Ser la amante de un hombre casado tiene un noséqué de caótico que ninguna de mis amigas me envidia y que a mí me pone, pero “pone” de “poner”, no de “ponerse”. Vamos, que me pone cachonda (ya basta de tanta cursilería.)
Es que yo llevo regular lo de aburrirse y teniendo en cuenta mi condición de madre divorciada, apuntarme al gimnasio o a hacer macramé no me parece lo más adecuado, teniendo en cuenta que en tal caso debería dejar a mi hija sola en casa y no es plan.
Como fregar tampoco va con mi personalidad (ni la de nadie, mucho me temo), me abstengo de llegar a casa y ponerme a darle al mocho, igual que me abstengo de limpiar, hacer la colada y planchar. Me gasto una buena parte de mi sueldo en vestir a los hijos de Jessica Jennifer, la venezolana que se dedica a estos menesteres tres veces por semana.
Total, entre que no puedo encontrarme un hobbie, no me gustan las labores del hogar, la tele y yo somos incompatibles (excepto para ver a Grishom en CSI), y leer con Lili jugando a los cochecitos de ambulancias a todo trapo no es muy edificante, me queda aburrirme en casa.

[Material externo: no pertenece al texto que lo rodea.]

PR #3281, opened 2026-07-23
fix(backlog): frontmatter YAML-comment autofix, all-provider-failed drain retry, --background per-source fan-out

### LINKED ISSUE #3218: Provider failures complete durable atom jobs
When every atom-extraction provider call in a batch fails, per-item errors are converted into a warning result. The drain adapter discards that status and returns `ok/no_progress`, so the Minion worker marks the durable job complete while the backlog remains instead of applying its retry policy.

Suggested fix: propagate an all-provider-failed drain outcome to the Minion handler so the durable job retries. Preserve partial-success behavior when at least one item succeeds.

- Severity: P1
- Confidence: 100
- Finding ID: `src/core/cycle/extract-atoms.ts:575-provider-failure-durable-retry`

### LINKED ISSUE #3225: frontmatter validate --fix corrupts valid frontmatter containing YAML comments (misreads them as markdown headings)
**Version:** 0.42.59.0

## Summary

`frontmatter validate --fix` treats YAML comments inside the frontmatter fence as markdown headings and rewrites **valid** files into broken ones.

## Repro

A file with this (fully valid) shape:

```markdown
---
# a YAML comment inside the frontmatter block
title: "Real Title"
pubDate: 2026-06-29
---
Body...
```

`gbrain frontmatter validate <repo> --fix` reports:

```
[MISSING_CLOSE]:2 Heading at line 2 found inside frontmatter zone (closing --- comes after)
fixed: Inserted closing --- before heading at line 2
```

and rewrites the file to:

```markdown
---
---

# a YAML comment inside the frontmatter block
title: "Real Title"
pubDate: 2026-06-29
---
Body...
```

— an empty frontmatter block, with the **real** frontmatter (`title`, `pubDate`, …) pushed into the document body.

## Impact

Lines starting with `#` inside a frontmatter fence are **YAML comments**, not markdown headings — the original file parses cleanly with any YAML parser. In our case the affected files were Astro content-collection blog posts on a production site: the "fix" stripped `title`/`description`/`pubDate`/`faqs` out of the frontmatter, which would have failed the content-collection schema and broken the live blog had we committed it. Caught only by diffing before commit; restored from git.

(The `--fix` backups under `~/.gbrain/backups/frontmatter/` worked as designed — credit where due.)

## Fix

Before classifying a `#`-prefixed line inside the frontmatter zone as a markdown heading, attempt a real YAML parse of the zone up to the next `---`. If it parses, it's frontmatter with comments — leave it alone. The heading heuristic should be a last resort after YAML parsing fails, not a pre-empt.

### LINKED ISSUE #3227: extract-conversation-facts --background submits a Minion job that dies instantly without --source-id (doctor prescribes exactly that invocation)
## Summary

`gbrain doctor` prescribes this exact fix for a conversation-facts backlog:

```
[WARN] conversation_facts_backlog: 59 eligible pages without extraction.
Fix: gbrain extract-conversation-facts --background --max-cost-usd 5
```

Running that command submits a Minion job that dies immediately:

```
$ gbrain extract-conversation-facts --background --max-cost-usd 5
job_id=18011
$ psql ... "select status, error_text from minion_jobs where id=18011"
dead | extract-conversation-facts Minion job requires data.sourceId
```

The foreground path iterates ALL sources when `--source-id` is omitted (documented in `--help`: "Multi-source: when --source-id is omitted, the command iterates ALL"), but the `--background` Minion handler hard-requires `data.sourceId` and the CLI does not synthesize per-source jobs. So the doctor-prescribed invocation can never work, and a user who follows it concludes the backlog "runs in background" while nothing ever drains.

## Environment

- gbrain 0.42.64.0, engine postgres
- Job result: `status=dead`, `error_text="extract-conversation-facts Minion job requires data.sourceId"`

## Expected

Either the CLI `--background` path fans out one Minion job per eligible source (splitting `--max-cost-usd` across them), or the Minion handler accepts a missing `sourceId` and performs the same all-sources iteration as the foreground path, or the doctor recommendation includes an explicit `--source-id`.

## Related

While reproducing, we also hit the phantom-backlog side of this: pages whose parse yields 0 segments (single-message or assistant-only conversation pages) are skipped WITHOUT a terminal audit row, so `conversation_facts_backlog` counts them forever even though there is nothing to extract; the number can never reach 0. If preferred I can split that into its own issue.

## Workaround

Per-source submission works fine:

```
for SID in <conversation sources>; do
  gbrain extract-conversation-facts --background --source-id "$SID" --max-cost-usd 1
done
```

time-attack:
Backlog fix wave nwf3 — three verified issues.

## Fixes #3225 — autoFixFrontmatter corrupts closed frontmatter containing a YAML comment
Takeover of #3247 (thanks @Masashi-Ono0611, co-authored). The MISSING_CLOSE pass in `autoFixFrontmatter` broke its scan at the first heading-shaped line, so a `#` YAML comment before the real closing `---` was misdetected as a missing close and a spurious `---` split valid frontmatter in two whenever any other fixable error (e.g. SLUG_MISMATCH) triggered the auto-fixer. Now the full zone is scanned for the closer FIRST; the heading heuristic only applies when the close is genuinely absent — mirroring #2153's validator fix in the auto-fixer. 4 regression tests including the issue's exact repro.

## Fixes #3218 — all-provider-failed atom drains complete durable jobs over an untouched backlog
Takeover of #3248 (thanks @Masashi-Ono0611, co-authored). When every `chat()` call in a drain batch threw, `runBatch` mapped only `atoms_extracted`/`duplicates_skipped` (both 0), the loop stopped `no_progress`, and the Minion handler marked the job complete. Now `providerFailure` is derived from the phase result (failures > 0 and zero items processed), surfaced as `status: 'provider_failure'`, and the handler throws so the queue's retry/backoff policy applies; autopilot submits with `max_attempts: 3` instead of 1. Partial-success behavior unchanged.

## Fixes #3227 — doctor-prescribed `extract-conversation-facts --background` always produced an instantly-dead job
The Minion handler is single-source fail-closed (`data.sourceId` required), but the CLI `--background` path submitted one job with `sourceId: undefined` when `--source-id` was omitted — exactly what `gbrain doctor` prescribes. The CLI now mirrors the foreground multi-source loop: it enumerates eligible sources and submits one job per source (job_id is per-call by design), printing every job_id. Explicit `--source-id`, PGLite (inline degrade), and parse errors fall through unchanged. Per-job `--max-cost-usd` matches the documented foreground semantics (per-source budget cap).

## Verification
- `bun test test/brain-writer.test.ts test/extract-atoms-drain.test.ts test/cycle/extract-atoms-synthesize-concepts.test.ts test/autopilot-auto-drain-wiring.test.ts test/extract-conversation-facts.test.ts test/extract-conversation-facts-workers.test.ts` — 123 pass / 0 fail

### DIFF
--- a/src/commands/autopilot.ts
+++ b/src/commands/autopilot.ts
@@ -825,7 +825,10 @@ export async function runAutopilot(engine: BrainEngine, args: string[]) {
                         {
                           queue: 'default',
                           idempotency_key: idemKey,
-                          max_attempts: 1,
+                          // issue #3218: the handler now throws on an
+                          // all-provider-failed batch, so give the queue's
+                          // backoff a chance (was 1 — dead-lettered instantly).
+                          max_attempts: 3,
                           timeout_ms: timeoutMs,
                         },
                         { allowProtectedSubmit: true },
--- a/src/commands/extract-conversation-facts.ts
+++ b/src/commands/extract-conversation-facts.ts
@@ -1318,7 +1318,7 @@ in the facts table (source='${TERMINAL_AUDIT_SOURCE}'). gbrain doctor's
 conversation_facts_backlog check counts pages without this row.
 `;
 
-function buildJobParams(args: string[]): Record<string, unknown> {
+export function buildJobParams(args: string[]): Record<string, unknown> {
   const parsed = parseArgs(args);
   return {
     sourceId: parsed.sourceId,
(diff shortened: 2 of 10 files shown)


time-attack:
Closing as superseded: two of the three fixes here are already on master — autoFixFrontmatter now scans the whole zone for the closing fence before applying the heading heuristic (#3225), and the drain already derives providerFailure, reports status 'provider_failure', and has jobs.ts throw so the retry policy applies (#3218). Only the extract-conversation-facts --background fan-out over eligible sources is still outstanding, and merging a bundle that is two-thirds stale just buys conflicts. If you want that last one, please re-open it as a standalone PR against current master and it will get a clean read. Thanks for the careful write-up.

Tiempo que dedico o bien a escribir o bien a aburrirme.
Así que si Cristóbal me llama de pronto, me dice que va a hacer escala en mi ciudad durante una hora escasa, y mi vecina se presta a ocuparse de Liliana (más bien el hijo de mi vecina, que me da a mí que en breve ya no va a querer jugar a las ambulancias, si no a los médicos con mi hija), derrapo todo lo que mi humilde utilitario se permite derrapar y me planto en el aeropuerto para plantarle un morreo al hombre de mi vida.

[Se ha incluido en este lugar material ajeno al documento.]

Issue #1434, opened 2026-05-25
`gbrain sync` without `--source` flag silently fails edits to existing pages


infiniteGameExp:
_Filed via brain-janitor from `Learning and Strategy/Wiki/reference/gbrain-known-bugs.md` (bug #7)._

- **Filed**: 2026-05-24; root cause corrected 2026-05-25 (pending upstream filing — not yet posted)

–Eres una arrastrada, –me dice Clara–. El tío te tiene cuándo quiere y cómo quiere.
Pues sí.
A veces no estoy muy segura de si yo soy la salsa de la vida aburrida de Cristóbal o si Cristóbal es la salsa de mi aburrida vida.
Lo que tengo más claro es que Nico le pone la pimienta a mis fines de semana, y eso que estoy pensándome seriamente en sustituirle por algún autóctono, que mi tarjeta echa humo.

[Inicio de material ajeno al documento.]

PR #3283, opened 2026-07-23
fix(search,migrate,models): backlog fix wave nwf1 — knobs-hash source-boost fold, BYPASSRLS warn-and-proceed, doctor probe token budget

time-attack:
Three adversarially verified community PRs repaired, rebased onto master, and bundled as one fix wave.

## Takeover of #3213 — fold resolved source-boost map into query-cache knobs hash
The PR was correct (KNOBS_HASH_VERSION 12→13, canonicalized `sb=` part mirroring #2825's `hx=` pattern) but left two version pins at 12, which would have failed CI. Repaired: `test/cross-modal-phase1.test.ts` and `test/search-alias-resolved-boost.test.ts` pins updated to 13 with the bump rationale.

## Takeover of #3212 — tolerate non-superuser roles lacking BYPASSRLS
The v24/v29/v31/v35 RLS-backfill migrations `RAISE EXCEPTION` when the role lacks BYPASSRLS, permanently wedging the upgrade chain on managed Postgres (the app role owns the tables but can never hold BYPASSRLS; fresh installs are unaffected). Now warn-and-PROCEED — still fail-closed against the original "silent version bump without RLS" hazard, since `ENABLE ROW LEVEL SECURITY` requires ownership and a non-owner role aborts the DO block with `schema_version` unbumped. Repaired over the original PR: (1) its SQL comment contained backticks inside the TS template literal, so it did not typecheck; (2) the three pinned guards in `test/migrate.test.ts` asserting the old RAISE EXCEPTION contract now pin the new contract, including that the ALTERs sit OUTSIDE the guard branch (warn-and-proceed, never warn-and-skip).

## Takeover of #3250 — models doctor probe token budget (#3221)
`maxTokens: 1` falsely fails reasoning models. `PROBE_MAX_OUTPUT_TOKENS=64`, widened above any configured extended-thinking budget; a length-exhausted empty-text response counts as reachable with the limitation surfaced. Repaired: composes with the gateway contentless-length guard proposed in #3249 (#3217) — when `chat()` throws the `output budget exhausted` `AIConfigError` before the probe sees a `ChatResult`, `probeModel`'s catch recognizes it and reports reachable-with-caveat (the throw itself proves transport + auth + model routing); every other `AIConfigError` still classifies as a failure. Two new tests pin the composition.

References (not closed by this PR): #3213, #3212, #3250, #3221, #3217, #3249.

## Verification
- `bun test` on all six touched test files — 314 pass / 0 fail (plus 438 pass across adjacent models/gateway/llms suites)
- `scripts/check-key-files-current-state.sh` — ok; `bun run build:llms` regenerated (no bundle drift)

Original authors credited via Co-authored-by on each commit: @SVZTeam, @alexey-metaengage, @Masashi-Ono0611.


time-attack:
Merging. I re-verified all three against current master: the BYPASSRLS RAISE EXCEPTION is still in migrate.ts (v24/v29 both), models.ts still probes at maxTokens: 1, and KNOBS_HASH_VERSION is still 12 with no source-boost part in the hash — so all three defects are live, and the upgrade-chain wedge on managed Postgres is the user-blocking one. Thanks also for repairing the version pins and the backtick-in-template-literal typecheck break from the original PRs rather than merging them broken. Please confirm the rebase is clean before landing, since master has moved several releases since this was opened.

Issue #3055, opened 2026-07-21
`gbrain list` silently caps at 100 rows regardless of `--limit` (two downstream failures observed)


johannesmanske:
### Summary

`gbrain list` accepts `--limit N` but never returns more than 100 rows. There is no warning and no truncation marker. Anything built on `list` as a counting or enumeration primitive is silently wrong once a brain passes 100 pages of the queried kind.

We hit this twice in production on a 550-page brain, in two unrelated places. Both failures were silent for days.

### Reproduction

```
$ gbrain list --type atom --source egora --limit 100   | wc -l
100
$ gbrain list --type atom --source egora --limit 5000  | wc -l
100
$ gbrain list --type atom --source egora --limit 100 --updated-after 2026-01-01 | wc -l
100
```

Actual count for that source and type at the time: 124.

### Mechanism

The clamp is explicit, in `src/core/operations.ts` (line 1417 on `origin/master` @ `3cc34c92`, line 1370 in the 0.42.53.0 tree):

```ts
limit: clampSearchLimit(p.limit as number | undefined, 50, 100),
```

The third argument is a hard maximum. The engine below it honours whatever it is handed, `pglite-engine.ts:1171` reads `filters?.limit || 100`, where 100 is only a default. So the ceiling is imposed at the operation layer, and the `list_pages` param description one line above it reads:

```ts
limit: { type: 'number', description: 'Max results (default 50)' },
```

It documents the default and not the ceiling, which is why `--limit 5000` looks like it should work.

### Failure 1: a loop that could never terminate correctly

Our nightly job runs `dream --phase extract_atoms` in a loop until the atom count stops rising, because the phase's internal budget cap (`DEFAULT_BUDGET_USD`) makes it skip the remaining corpus once reached. The loop used `gbrain list --type atom --limit 5000 | grep -c` as its counter.

Once the source passed 100 atoms, the counter was pinned at 100. Before and after were always equal, so the loop broke after the first pass, every night. From the log:

```
[cycle.extract_atoms] 1 2 atoms / 39 skipped
extract_atoms egora Pass 1: Atome 100 -> 100
```

**The same log line reports two new atoms and an unchanged count.** The loop had been non-functional for an unknown number of nights before we noticed.

### Failure 2: soft-deleted pages became unenumerable

`--include-deleted` appeared unreliable: the same query form returned 8 soft-deleted pages in one session and 0 in another for a page we had just soft-deleted and verified via `get`.

[...]

Issue #2828, opened 2026-07-14
sync --full reconcile deletes every subdirectory page on Windows (source_path separator mismatch) — total source data loss


1alessio:
## Summary

On Windows, `gbrain sync --full` deletes **every page whose `source_path` contains a directory separator** when those pages were written with forward-slash paths (e.g. by capture/write-through operations). In our case the full-sync reconcile hard-deleted 1,215 of 1,224 pages in a capture-origin source. Root-level pages (`readme`, `schema`, etc. — no separator in the path) survive, which is the diagnostic fingerprint.

Version: 0.42.59.0, Postgres engine, Windows 11 host (Postgres in WSL2, CLI via bun on Windows).

## Root cause

`src/commands/sync.ts`, full-sync reconcile (~line 3104 in 0.42.59):

```ts
const current = new Set(
  collectSyncableFiles(repoPath, { strategy: opts.strategy ?? 'markdown' })
    .map(abs => relative(repoPath, abs)),
);
```

On Windows, Node's `relative()` returns **backslash** paths (`processes\2026\07\file.md`). But `pages.source_path` can be stored with **forward slashes** — in our brain, every page created by the capture op had `processes/2026/07/file.md`. The membership test

```ts
&& !current.has(r.source_path)
```

then fails for every subdirectory page, so the reconcile classifies the entire corpus as "backing file removed" and deletes it, while the import phase in the same run happily reports those very files as `skipped (unchanged)` (its comparison normalizes differently).

The comment above the reconcile explicitly worries about this class ("otherwise every page looks stale and the reconcile would wrongly delete live pages") — the separator dimension is the missed case.

## Reproduction

1. Windows host, Postgres engine.
2. Create pages in a source via a write path that stores forward-slash `source_path` values under subdirectories (capture ops do this), with matching files in the repo working tree.
3. `gbrain sync --source <id> --repo <path> --full --no-pull --yes`
4. Observe: `Reconciled N stale page(s) whose source file was removed.` where N ≈ every subdirectory page; import phase in the same run reported the same files as unchanged.

## Suggested fix

Normalize separators on **both** sides of the membership test (e.g. `.replace(/\\/g, '/')`), the same way other path-handling in the codebase does. A belt-and-braces addition: refuse to reconcile-delete more than some fraction (e.g. >50%) of a source's pages in one run without an explicit flag — a mass delete of an entire live source is almost always a comparison bug, and this failure mode is total data loss for users without backups.

## Impact

[...]

PR #3284, opened 2026-07-23
fix(sync): separator-agnostic path containment — unblock sync on Windows

### LINKED ISSUE #3057: Windows: sync fully blocked isPathSafe rejects every file (hardcoded '/' vs realpathSync backslashes)
**What happened?**

On Windows, `gbrain sync` is fully blocked since the per-file symlink-escape guard (`isPathSafe`, the #774/#2942 NAV-1 TOCTOU hardening) was added: **every** file in the repo — plain regular files, no symlinks or junctions anywhere (verified with `lstat`) — is rejected with `path resolves outside git repo (symlink escape)`, code `SYMLINK_NOT_ALLOWED`, one open ledger row per file in `~/.gbrain/sync-failures.jsonl`. The bookmark never advances, so the brain is permanently frozen at the last pre-upgrade commit.

Cause: `src/commands/sync.ts` `isPathSafe` (~line 1116) does `real.startsWith(rootReal + '/')`, but `realpathSync` returns native **backslash** separators on Windows (`C:\Users\me\vault\wiki\page.md` vs `C:\Users\me\vault/`) — the check can never match. Same bug class as #2828 (source_path separator mismatch, fixed by #2836 via separator normalization). Not present on 0.42.57.0 (the guard doesn't exist there yet).

**What did you expect?**

`isPathSafe` returns `true` for a regular in-repo file; the guard only rejects a committed symlink whose target realpath-resolves outside the repo. Separator-correct fix (same `path.relative` idiom the same file already uses for the scope-entry check ~line 1890):

```js
import { relative, isAbsolute, sep } from 'path';
function isPathSafe(filePath, gitRoot) {
  try {
    const rel = relative(realpathSync(gitRoot), realpathSync(filePath));
    return rel === '' || (!rel.startsWith('..' + sep) && rel !== '..' && !isAbsolute(rel));
  } catch { return false; }
}
```

Minimal alternative: `return real === rootReal || real.startsWith(rootReal + sep) || real.startsWith(rootReal + '/');` — this two-line local edit is the workaround we're running (sync healthy since), but it's wiped by every reinstall. A regression test on `windows-latest` (assert `isPathSafe` is `true` for a regular in-repo file) would have caught it.

**Steps to reproduce**
1. Windows machine, gbrain 0.42.63.0, any git-repo source with regular markdown files (no symlinks).
2. Commit any file change, then run `gbrain sync --repo <repo> --no-pull`.
3. Result: `Sync BLOCKED at <sha>: N file(s) failed to parse`, every file recorded as `{"error":"path resolves outside git repo (symlink escape)","code":"SYMLINK_NOT_ALLOWED"}`. Standalone repro of the predicate:
   ```js
   const { realpathSync } = require('fs');
   const real = realpathSync('C:/Users/me/vault/wiki/page.md');   // backslashes
   const rootReal = realpathSync('C:/Users/me/vault');
   real.startsWith(rootReal + '/');                               // false — always
   ```

**Environment**
- gbrain version: 0.42.63.0
- OS: Windows 11 Pro (NTFS local path, no symlinks/junctions in the repo)
- Bun version: 1.3.14
- Database: PGLite (local, no server)

Note: captured with `--fast` and **after** applying the two-line local workaround (with vanilla 0.42.63.0 the sync is fully blocked and the ledger holds one `SYMLINK_NOT_ALLOWED` row per file; those rows cleared once the patched sync succeeded).

```json
{"schema_version":2,"status":"warnings","health_score":80,"brain_checks_score":95,"category_scores":{"brain":95,"skill":90,"ops":95,"meta":100},"checks":[{"name":"resolver_health","status":"warn","message":"Could not find skills directory","category":"skill"},{"name":"retrieval_reflex_health","status":"warn","message":"pglite — serve IPC socket not present; enabled but no observed activity and no visible resolve path (host capability may still supply it; policy skill carries otherwise) — policy skill not installed; run `gbrain integrations install retrieval-reflex --target <host-repo>`","category":"skill"},{"name":"sync_failures","status":"warn","message":"5 unresolved sync failure(s) [UNKNOWN=5]. <head> (git HEAD verification failed: spawnSync git ETIMEDOUT); wiki/claude/handoffs/done/gbrain-sync-ps1-2026-07-20.md ([embed(ollama:nomic-embed-text)] Failed after 3 attempts. La); wiki/claude/handoffs/done/handoff-ob-humanizerplus-2026-07-20.md ([embed(ollama:nomic-embed-text)] Failed after 3 attempts. La), and 2 more.","category":"brain"},{"name":"nightly_quality_probe_health","status":"ok","message":"disabled (opt-in).","category":"brain"},{"name":"progressive_batch_audit_health","status":"ok","message":"No progressive-batch operations in the last 7 days","category":"ops"},{"name":"conversation_parser_probe_health","status":"ok","message":"Skipped (nightly probe is opt-in)","category":"brain"},{"name":"home_dir_in_worktree","status":"ok","message":"gbrain home is outside any enclosing git worktree.","category":"ops"},{"name":"connection","status":"warn","message":"Skipping DB checks (--fast mode, URL present from config-file-path)","category":"ops"}]}
```

time-attack:
Backlog fix wave nwf9.

## Fixes #3057 — Windows sync fully blocked by hardcoded '/' in isPathSafe

`isPathSafe` in `src/commands/sync.ts` did `real.startsWith(rootReal + '/')`; `realpathSync` returns backslash separators on Windows, so the predicate was false for every in-repo file — each one recorded `SYMLINK_NOT_ALLOWED`, freezing the sync bookmark. Same separator class as #2828/#2836.

Root cause is the shared idiom: `isPathContained` in `src/core/path-confine.ts` carried the same hardcoded `'/'`. Fix lands there once:

- New pure `isResolvedContained(child, parent, pathMod)` using the `path.relative` idiom (matching `isWriteTargetContained`), separator-agnostic and cross-drive-safe; `pathMod` is injectable so POSIX CI pins the win32 semantics with `path.win32`.
- `isPathContained` delegates to it (all existing callers — sources-ops clone confinement, repo-root skills-dir detection — get the fix for free).
- `sync.ts`'s `isPathSafe` and the NAV-1/NAV-2 scope-entry guard (same bug: every `--src-subpath` sync threw on Windows) both delegate to the shared helper.

Tests: new `isResolvedContained` win32 + posix cases in `test/path-confine.test.ts`; all existing containment/symlink-escape tests unchanged and green.

## References #3056 — verified, fix already open as PR #3252 (not duplicated here)

Adversarial verification of the in-flight community fix: applied #3252 onto current master locally — typecheck clean, its 9-test suite passes, `updateSlug` signature change lands in BOTH engines in lockstep, failures are recorded (stderr warn + `failedFiles` + `renameFallbacks`, checkpoint blocked on unresolved fallbacks) rather than re-swallowed, and the legitimate "old row genuinely absent → add" path is preserved. Recommend merging #3252 as-is; nothing for it is included in this PR.

## Skipped #3055 — already fixed on master

`list_pages` now honors explicit limits for trusted local callers (`ctx.remote === false` → effectively uncapped), warns on remote clamp, and the param description documents the remote 100 cap — landed in commit 70ffe4a2 (#2591). Issue #3055 can be closed.

### DIFF
--- a/src/commands/sync.ts
+++ b/src/commands/sync.ts
@@ -1,6 +1,7 @@
 import { existsSync, readFileSync, writeFileSync, statSync, realpathSync } from 'fs';
 import { execFileSync } from 'child_process';
 import { join, relative } from 'path';
+import { isPathContained, isResolvedContained } from '../core/path-confine.ts';
 import type { BrainEngine } from '../core/engine.ts';
 import { DELETE_BATCH_SIZE } from '../core/engine-constants.ts';
 import { importFile } from '../core/import-file.ts';
@@ -1112,15 +1113,14 @@ function createSyncBaselineCommit(repoPath: string): void {
  * #774 NAV-1 TOCTOU: true only if filePath realpath-resolves inside gitRoot.
  * Guards symlink escape at the per-file level (a committed symlink whose
  * target lives outside the repo), not just at scope entry.
+ *
+ * #3057: delegates to the shared separator-agnostic helper — the previous
+ * inline `startsWith(rootReal + '/')` was always false on Windows
+ * (realpathSync returns backslashes), recording every in-repo file as
+ * SYMLINK_NOT_ALLOWED and freezing the sync bookmark.
  */
 function isPathSafe(filePath: string, gitRoot: string): boolean {
-  try {
-    const real = realpathSync(filePath);
-    const rootReal = realpathSync(gitRoot);
-    return real === rootReal || real.startsWith(rootReal + '/');
-  } catch {
-    return false;
-  }
+  return isPathContained(filePath, gitRoot);
 }
 
 function hasOriginRemote(repoPath: string): boolean {
@@ -1887,7 +1887,8 @@ async function performSyncInner(engine: BrainEngine, opts: SyncOpts): Promise<Sy
   // NAV-1/NAV-2 scope-entry guard: the realpath-resolved scope must live
   // inside the realpath-resolved git root. Catches `--src-subpath ../escape`
   // AND a symlinked subdir pointing outside the repo, before any git op runs.
-  if (syncScopeRoot !== gitContextRoot && !syncScopeRoot.startsWith(gitContextRoot + '/')) {
+  // #3057: separator-agnostic (both sides already realpath'd above).
+  if (!isResolvedContained(syncScopeRoot, gitContextRoot)) {
     throw new Error(
       `Sync scope ${syncScopeRoot} resolves outside git repo ${gitContextRoot}. ` +
       `Refusing to sync: possible path traversal via --src-subpath.`,
--- a/src/core/path-confine.ts
+++ b/src/core/path-confine.ts
@@ -20,11 +20,34 @@
  */
 
 import { realpathSync, existsSync, type Stats } from 'fs';
+import * as nodePath from 'path';
 import { resolve as resolvePath, relative, isAbsolute, dirname, basename, join } from 'path';
 
 /**
+ * Pure containment predicate over ALREADY-resolved paths: true iff `child`
+ * IS `parent` or lives under it. Separator-agnostic via `path.relative`.
+ *
+ * #3057: the previous `startsWith(parent + '/')` form is false for EVERY
+ * path on Windows — `realpathSync` returns backslash separators there — so
+ * every containment check built on it failed closed and blocked sync
+ * entirely (same separator class as #2828/#2836). `pathMod` is injectable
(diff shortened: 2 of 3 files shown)


time-attack:
Closing — this landed on master already as 5f84fb88 (#3415), which introduced `isWithinRoot()` and routed both `isPathSafe` and the `syncScopeRoot` scope-entry guard through the same separator-agnostic `path.relative` predicate, with regression tests. The only remaining delta here is a refactor of `isPathContained`, which is a no-op on the platforms we ship. Thanks for chasing this one down — the diagnosis was correct.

Es curioso como Nico, pudiendo, no demanda jamás.
Él podría pedirme todos los fines de semana que fuera a verle y probablemente obtendría un sí por respuesta y mi banco un crédito más a altos intereses.

Es curioso como Cristóbal, limitado por sus viajes profesionales, su matrimonio y sus hijos, demanda constantemente.
A horas intempestivas, en fechas imposibles o en momentos inoportunos.
También obtiene un sí por respuesta, no vaya a ser que yo pierda la oportunidad de olvidarme un rato de mi trabajo-niña-trabajo para estar entre sus brazos, a veces incluso para estar frente a él sin poder siquiera tocarle, porque hay tráfico en el aeropuerto y no hay que arriesgarse demasiado.
Todo eso no me importa en absoluto: lo hago egoísta y plenamente consciente del beneficio que obtengo a cambio.
Ni sacrificios ni leches.
Salgo derrapando de mi monotonía y me hundo en mi fantasía, cultivando así mis emociones.
Con Nico me cuesta más.
Primero, ya lo he dicho, porque él no lo pide.
Así que soy yo la que siempre acabo llamándole y diciéndole que me muero por tomar un avión.
Segundo, porque en esas idas y venidas sí hay un punto de sacrificio que no me acaba de convencer: esa sensación de pesadez que da hacer maletas, empaquetar ilusiones y enfrentarse a la duda de si va o no salir todo perfecto.
Luego, cuando regreso de los dos, me queda esa sensación de volver a trabajo-niña-trabajo y a todas mis limitaciones económicas, sociales y maternales.
Adoro a mi hija, no nos confundamos: ella es la única capaz de hacerme sentir completamente acompañada.
Pero odio ser tan burdamente normal.
Podría, como dice Clara, enamorarme de un hombre de aquí, soltero y dispuesto a compartir conmigo todos mis días.
–Sí, Clara, ya lo sé. Pero es que entonces, ¿no volvería a derrapar jamás? Pues no sé, pero mi coche lo necesita y yo, honestamente, me alimento de esas locuras que para ti no tienen sentido y para mí, lo son todo.